For the computational analyses of the scRNA-seq atlas, we excluded HER2+ samples (n = 5) because there were insufficient sample numbers and age ranges for ASPEN and the downstream analyses. Therefore, for the bulk transcriptomic analyses of METABRIC and TCGA, we also excluded HER2+ patients, and patients with late-stage or stage 0 disease. Before the analysis, we also decided to exclude METABRIC and TCGA patients aged 45–65 years to align with established clinical risk. In some ASPEN and CellChat analyses, the exclusion criteria were preestablished and some cell types were not analyzed because of insufficient representation of the cell type across patients, as described above.
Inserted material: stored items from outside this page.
PR #730, opened 2026-05-08
refactor: tighten Knip CI to catch unused exports, types, and duplicates

jorgeraad:
Expands Knip's CI scope from `files + deps + unlisted` to the full strict set (`+ duplicates, types, nsTypes, exports, nsExports`) and clears the residue so the broader gate ships green.

### What changed

- **Duplicate exports (18)** — drop the redundant `export default` from TUI components that already exported the same symbol by name. Default-import call sites rewritten to named.
- **Unused exported types (~65)** — downgrade `export type` → local for component prop interfaces, hook-local shapes, and other types nobody else consumes. Adds `ignoreExportsUsedInFile: { type: true }` to silence the `z.infer<typeof Foo>` self-reference noise.
- **Unused exports (~107)** — drop the `export` keyword for ~70 internal-only symbols (zod input schemas accessed via `tool()` wrappers, internal helpers, theme/AI utils, etc.). Prune ~30 unused barrel re-exports. Delete 9 fully-dead files (including the never-wired-up vim-leader-key system: `keybind.tsx`, `actions.ts`, `input-buffer.ts`).

### What's kept under `knip.json#entry`

When a flagged symbol looked like it might be consumed externally (agent input/output contracts, registry types, CVSS metrics, attack-surface schemas, error classes, callback registrations), the file goes into `entry` rather than removing the export. These are migration candidates for a curated public API; tracked in #726.

### Why it matters

CI now blocks new dead code at the export and type level — not just unused files and deps. Bloat that previously took surface-level cleanup PRs to find is now a build-time failure.

### Verification

`bun run knip`, `bun run tsc`, `bun run lint`, `bun run test` (981 passed), `bun run build` all green. Per-feature build chunks intact. Integration typecheck passes against the downstream consumer.

---

> [!NOTE]
> **Medium Risk**
> Mostly mechanical export/type pruning and deleted dead modules, but it changes public surface area (barrel exports/default exports) and could break external consumers relying on removed exports.
> 
> **Overview**
> **CI dead-code checks are now stricter.** The Knip reusable workflow is renamed to `Dead Code` (job `dead-code`) and `knip.json` expands scanning to include *duplicates, types, and exports* (plus `ignoreExportsUsedInFile` for type self-references), with additional entrypoints added.
> 
> To make the stricter gate pass, the PR removes a large amount of unused surface area: drops many `export`ed-only schemas/helpers/types across core modules, prunes barrel re-exports (e.g., `core/operator`, `core/auth`, `core/skills`, `core/report`), converts many TUI components from default exports to named exports (and updates call sites), and deletes fully-dead operator/keybinding/dashboard shared code paths.
> 
> <sup>Reviewed by [Cursor Bugbot](https://cursor.com/bugbot) for commit e5c15e95791b53837995af57a31b49938b5a36d6. Bugbot is set up for automated code reviews on this repo. Configure [here](https://www.cursor.com/dashboard/bugbot).</sup>


kylejryan (approved):
LGTM! 🚀

jorgeraad:
console-typecheck failing for all PRs. Identified cause and created issue #746.

jorgeraad:
Actually, OOM issue was unrelated issue in Console that has now been resolved. Changed #746 to a cleanup issue.

PR #58, opened 2021-08-19
chore[hosting]: use docker for hosting

onerandomusername:
Now that we have a dockerfile, one of our supported hosting platforms will use that file for running the bot, and will ignore the Procfile. This means that we can switch the process type back to worker, which is what our other supported hosting platform is expecting.


bast0006:
@onerandomusername have you tested this on our providers?

onerandomusername:
Yes, this resets it to what it was in commit ff75614c8eca3988a37431fd492f6a1712ed2666

bast0006:
Ok

bast0006 (approved):

onerandomusername:
We *could* add a [heroku.yml](https://devcenter.heroku.com/articles/build-docker-images-heroku-yml#heroku-yml-overview) file in order to build a docker container on heroku as well. Perhaps we should do that, which would hopefully let us remove requirements.txt in a future pr, provided every integration works after this is merged.

onerandomusername:
I've managed to set up a heroku.yml file, which now means that heroku will deploy by creating a docker image,
however, I had to run `heroku stack:set container` on the application, so I ended up making an app.json file.

This needs to be tested by deploying to heroku.

onerandomusername:
Testing if I can make this project deploy, and then we should be good to go.

dawnofmidnight (approved):
I cannot deploy to Heroku at the moment, but everything looks good.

All experiments and analyses were performed with biological replicates. Sample sizes for computational methods relied on the availability of publicly available datasets used in the analysis. Sample sizes for experimental validation relied on patient enrollment and sample availability. No statistical methods were used to determine sample sizes. Sample sizes are outlined in the source data and in the text. All available data were analyzed, barring any exclusions described above. Samples were analyzed based on established disease subtypes and age ranges; all available tissue was analyzed per cohort, barring any exclusions as described above. Therefore, randomization was not necessary for this study. Tissue-based assays and analyses were performed in blinded fashion. For the computational analysis of existing data, blinding was not performed because it was necessary to classify samples into known subtype and age categories.

All analyses were performed in the R programming language and implemented statistical tests specific to the R package or algorithm applied when appropriate. All assumptions of statistical tests were met for each analysis. Where indicated, P values were corrected using the Bejamini–Hochberg method.

Analysis of DEGs in METABRIC and TCGA was performed using a standard pipeline in limma with voom normalization; DEGs were identified by a Benjamini–Hochberg-adjusted P value at a threshold of P < 0.05 for the ER+ METABRIC, luminal A TCGA and TNBC METABRIC analyses. For the basal TCGA data, we show the unadjusted P < 0.05. GSEA enrichment used Benjamini–Hochberg correction and a significance threshold of P < 0.05 to identify enriched pathways.

The cor.test function in R was used to calculate the relationship between cell-type proportions and age. As each minor cell-type proportion was calculated as a subset of its major cell population, Benjamini–Hochberg correction was applied to minor cell types within a major group, with a significance threshold of 0.05.

ASPEN uses the fgsea and gage BioConductor packages for significance testing. For each cell type, FDR correction at a significance threshold of P < 0.05 was used for both fgsea (using Benjamini–Hochberg correction) and gage (using default FDR calculations) across all analyzed pathways. A pathway was only considered significant if it reached the adjusted P value threshold for both packages.

CellChat analyses relied on probability calculations specific to the CellChat package. The rankNet function uses permutation testing to determine significant pathway communication differences between age groups. Univariate logistic regression for determining pathways of interest implemented a Wald test for the P value calculation for each pathway. We selected pathways of interest as those with P < 0.05 across at least 15 different source cell and target cell combinations, as described above. No further P value adjustment was made on the results of the univariate analyses; it was unnecessary because the P value threshold was simply implemented as a signifier that a pathway should be explored further, and no further biological conclusions were made from the logistic regressions. In the ligand–receptor visualizations, we relied on the CellChat algorithm’s probability calculation to identify the P values of the communication probabilities. We set the threshold for visualization at 0.01.

For the cell-type proximity mIF analyses, we used a Wilcoxon rank-sum test to compare proximity calculations between older and younger cohorts, followed by Benjamini–Hochberg correction.

Reporting summary

Further information on research design is available in the Nature Portfolio Reporting Summary linked to this article.